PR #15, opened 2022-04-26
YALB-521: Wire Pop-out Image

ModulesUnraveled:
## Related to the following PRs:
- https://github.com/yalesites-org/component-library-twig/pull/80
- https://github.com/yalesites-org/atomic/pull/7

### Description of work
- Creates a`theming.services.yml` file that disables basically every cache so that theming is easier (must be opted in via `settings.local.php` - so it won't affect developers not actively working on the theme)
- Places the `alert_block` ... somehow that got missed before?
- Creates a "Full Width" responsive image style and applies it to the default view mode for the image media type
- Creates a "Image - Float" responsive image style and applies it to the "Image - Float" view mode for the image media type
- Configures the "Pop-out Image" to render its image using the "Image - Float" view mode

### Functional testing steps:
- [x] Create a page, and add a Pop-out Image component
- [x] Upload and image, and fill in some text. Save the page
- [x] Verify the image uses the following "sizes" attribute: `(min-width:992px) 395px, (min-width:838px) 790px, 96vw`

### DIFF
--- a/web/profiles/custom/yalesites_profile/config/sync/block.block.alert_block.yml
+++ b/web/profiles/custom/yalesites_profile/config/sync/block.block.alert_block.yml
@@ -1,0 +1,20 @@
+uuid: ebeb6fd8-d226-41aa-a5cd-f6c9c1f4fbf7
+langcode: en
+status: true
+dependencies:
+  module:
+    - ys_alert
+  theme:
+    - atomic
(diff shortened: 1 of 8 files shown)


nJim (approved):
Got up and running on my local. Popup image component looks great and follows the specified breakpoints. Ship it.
--
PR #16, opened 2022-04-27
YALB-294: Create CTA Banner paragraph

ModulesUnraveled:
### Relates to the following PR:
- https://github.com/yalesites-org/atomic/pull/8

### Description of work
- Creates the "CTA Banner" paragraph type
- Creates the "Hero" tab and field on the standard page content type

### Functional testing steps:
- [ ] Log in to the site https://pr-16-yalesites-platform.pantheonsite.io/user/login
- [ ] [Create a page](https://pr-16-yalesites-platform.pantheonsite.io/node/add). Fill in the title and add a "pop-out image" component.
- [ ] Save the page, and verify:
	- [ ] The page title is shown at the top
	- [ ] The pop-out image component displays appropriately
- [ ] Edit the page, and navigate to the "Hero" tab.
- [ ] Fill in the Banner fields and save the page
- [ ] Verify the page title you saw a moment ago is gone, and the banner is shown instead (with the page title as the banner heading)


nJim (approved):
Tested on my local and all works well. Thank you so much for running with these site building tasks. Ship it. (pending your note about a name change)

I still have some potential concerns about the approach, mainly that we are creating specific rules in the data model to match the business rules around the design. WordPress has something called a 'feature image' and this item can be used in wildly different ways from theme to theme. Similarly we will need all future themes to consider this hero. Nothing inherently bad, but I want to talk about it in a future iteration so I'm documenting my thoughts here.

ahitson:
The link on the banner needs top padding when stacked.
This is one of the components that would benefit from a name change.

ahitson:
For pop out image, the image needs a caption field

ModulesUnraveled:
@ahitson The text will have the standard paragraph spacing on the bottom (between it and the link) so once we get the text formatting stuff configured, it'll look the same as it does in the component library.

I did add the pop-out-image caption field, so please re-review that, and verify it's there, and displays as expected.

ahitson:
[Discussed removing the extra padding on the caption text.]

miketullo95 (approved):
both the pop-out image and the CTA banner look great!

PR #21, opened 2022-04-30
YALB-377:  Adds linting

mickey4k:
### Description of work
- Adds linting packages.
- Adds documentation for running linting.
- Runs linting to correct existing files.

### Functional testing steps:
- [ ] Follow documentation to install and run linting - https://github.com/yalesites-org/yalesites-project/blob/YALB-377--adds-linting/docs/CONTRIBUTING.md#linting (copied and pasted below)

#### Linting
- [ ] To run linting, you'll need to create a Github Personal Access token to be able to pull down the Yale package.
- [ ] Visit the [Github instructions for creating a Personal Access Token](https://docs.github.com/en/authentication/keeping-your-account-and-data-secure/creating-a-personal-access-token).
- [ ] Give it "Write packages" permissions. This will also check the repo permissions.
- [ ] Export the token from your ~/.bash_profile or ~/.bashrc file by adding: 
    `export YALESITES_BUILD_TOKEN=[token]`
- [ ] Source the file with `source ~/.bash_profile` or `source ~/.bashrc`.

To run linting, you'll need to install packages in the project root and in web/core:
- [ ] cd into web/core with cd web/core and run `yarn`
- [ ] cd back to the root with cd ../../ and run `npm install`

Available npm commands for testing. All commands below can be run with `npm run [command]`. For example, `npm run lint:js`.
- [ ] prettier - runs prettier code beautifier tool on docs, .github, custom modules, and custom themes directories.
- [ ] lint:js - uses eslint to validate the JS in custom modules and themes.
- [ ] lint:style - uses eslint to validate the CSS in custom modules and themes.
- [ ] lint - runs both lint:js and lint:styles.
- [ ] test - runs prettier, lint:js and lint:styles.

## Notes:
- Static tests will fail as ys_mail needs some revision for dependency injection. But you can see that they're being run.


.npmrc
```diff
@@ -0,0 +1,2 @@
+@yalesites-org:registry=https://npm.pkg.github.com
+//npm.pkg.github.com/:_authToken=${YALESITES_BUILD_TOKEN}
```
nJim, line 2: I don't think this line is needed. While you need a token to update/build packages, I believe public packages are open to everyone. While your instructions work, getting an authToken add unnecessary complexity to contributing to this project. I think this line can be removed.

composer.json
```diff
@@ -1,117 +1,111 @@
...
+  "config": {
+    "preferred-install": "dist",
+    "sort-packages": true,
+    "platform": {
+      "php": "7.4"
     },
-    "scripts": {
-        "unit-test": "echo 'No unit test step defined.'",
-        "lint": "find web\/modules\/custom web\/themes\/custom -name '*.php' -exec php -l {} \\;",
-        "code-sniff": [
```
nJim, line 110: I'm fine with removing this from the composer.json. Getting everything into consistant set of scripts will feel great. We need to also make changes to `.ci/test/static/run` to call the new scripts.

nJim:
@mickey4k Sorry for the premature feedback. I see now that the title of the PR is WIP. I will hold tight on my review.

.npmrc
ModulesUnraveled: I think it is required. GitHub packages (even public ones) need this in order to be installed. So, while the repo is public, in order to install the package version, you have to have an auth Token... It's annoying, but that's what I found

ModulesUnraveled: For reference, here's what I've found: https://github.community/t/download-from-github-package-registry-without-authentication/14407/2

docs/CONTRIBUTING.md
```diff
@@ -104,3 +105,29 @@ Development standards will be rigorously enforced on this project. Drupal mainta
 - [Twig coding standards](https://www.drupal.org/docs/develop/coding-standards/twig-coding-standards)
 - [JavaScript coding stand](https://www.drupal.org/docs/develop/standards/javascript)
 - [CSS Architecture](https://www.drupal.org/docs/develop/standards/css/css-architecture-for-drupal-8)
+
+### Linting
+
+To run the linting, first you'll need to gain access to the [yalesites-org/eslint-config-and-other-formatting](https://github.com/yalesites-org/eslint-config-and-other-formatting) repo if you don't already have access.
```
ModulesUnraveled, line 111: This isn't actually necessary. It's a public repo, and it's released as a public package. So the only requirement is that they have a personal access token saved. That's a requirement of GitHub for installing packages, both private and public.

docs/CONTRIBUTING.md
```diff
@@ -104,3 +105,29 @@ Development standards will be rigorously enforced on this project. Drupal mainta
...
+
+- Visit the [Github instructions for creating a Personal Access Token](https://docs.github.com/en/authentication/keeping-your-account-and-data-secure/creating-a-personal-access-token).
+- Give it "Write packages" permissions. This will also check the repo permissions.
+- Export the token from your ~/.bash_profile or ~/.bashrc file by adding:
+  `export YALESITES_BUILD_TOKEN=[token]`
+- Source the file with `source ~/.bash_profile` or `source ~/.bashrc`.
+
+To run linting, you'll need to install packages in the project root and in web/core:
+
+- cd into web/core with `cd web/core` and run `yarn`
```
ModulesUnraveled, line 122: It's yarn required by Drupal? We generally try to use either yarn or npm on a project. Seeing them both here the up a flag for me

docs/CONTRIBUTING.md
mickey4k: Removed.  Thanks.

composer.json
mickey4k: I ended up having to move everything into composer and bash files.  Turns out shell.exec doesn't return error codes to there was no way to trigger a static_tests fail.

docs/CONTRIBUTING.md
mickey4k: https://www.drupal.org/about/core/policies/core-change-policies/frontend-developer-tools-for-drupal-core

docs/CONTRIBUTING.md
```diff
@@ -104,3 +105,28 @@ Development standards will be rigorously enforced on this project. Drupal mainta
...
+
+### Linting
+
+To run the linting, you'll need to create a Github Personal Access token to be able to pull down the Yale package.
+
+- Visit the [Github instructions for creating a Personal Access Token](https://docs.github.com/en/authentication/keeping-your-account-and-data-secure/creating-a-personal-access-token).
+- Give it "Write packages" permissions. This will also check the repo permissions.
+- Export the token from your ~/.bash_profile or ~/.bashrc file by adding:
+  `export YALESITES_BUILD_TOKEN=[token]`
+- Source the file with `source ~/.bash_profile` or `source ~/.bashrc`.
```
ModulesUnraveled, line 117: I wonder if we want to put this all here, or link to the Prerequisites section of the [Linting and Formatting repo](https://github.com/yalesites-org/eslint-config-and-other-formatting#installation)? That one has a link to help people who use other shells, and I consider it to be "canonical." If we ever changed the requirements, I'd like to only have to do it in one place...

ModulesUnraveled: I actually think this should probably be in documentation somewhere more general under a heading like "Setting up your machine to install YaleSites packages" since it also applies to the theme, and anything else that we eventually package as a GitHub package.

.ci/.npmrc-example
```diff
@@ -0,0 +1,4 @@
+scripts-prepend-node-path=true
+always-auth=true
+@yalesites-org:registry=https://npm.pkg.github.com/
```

- [Work to be completed]: Send back an exact copy of only the lines from the line with "PR #15, opened 2022-04-26" up to and including the line with "Got up and running" in the data above.

- [Output of the exercise]:
PR #15, opened 2022-04-26
YALB-521: Wire Pop-out Image

ModulesUnraveled:
## Related to the following PRs:
- https://github.com/yalesites-org/component-library-twig/pull/80
- https://github.com/yalesites-org/atomic/pull/7

### Description of work
- Creates a`theming.services.yml` file that disables basically every cache so that theming is easier (must be opted in via `settings.local.php` - so it won't affect developers not actively working on the theme)
- Places the `alert_block` ... somehow that got missed before?
- Creates a "Full Width" responsive image style and applies it to the default view mode for the image media type
- Creates a "Image - Float" responsive image style and applies it to the "Image - Float" view mode for the image media type
- Configures the "Pop-out Image" to render its image using the "Image - Float" view mode

### Functional testing steps:
- [x] Create a page, and add a Pop-out Image component
- [x] Upload and image, and fill in some text. Save the page
- [x] Verify the image uses the following "sizes" attribute: `(min-width:992px) 395px, (min-width:838px) 790px, 96vw`

### DIFF
--- a/web/profiles/custom/yalesites_profile/config/sync/block.block.alert_block.yml
+++ b/web/profiles/custom/yalesites_profile/config/sync/block.block.alert_block.yml
@@ -1,0 +1,20 @@
+uuid: ebeb6fd8-d226-41aa-a5cd-f6c9c1f4fbf7
+langcode: en
+status: true
+dependencies:
+  module:
+    - ys_alert
+  theme:
+    - atomic
(diff shortened: 1 of 8 files shown)


nJim (approved):
Got up and running on my local. Popup image component looks great and follows the specified breakpoints. Ship it.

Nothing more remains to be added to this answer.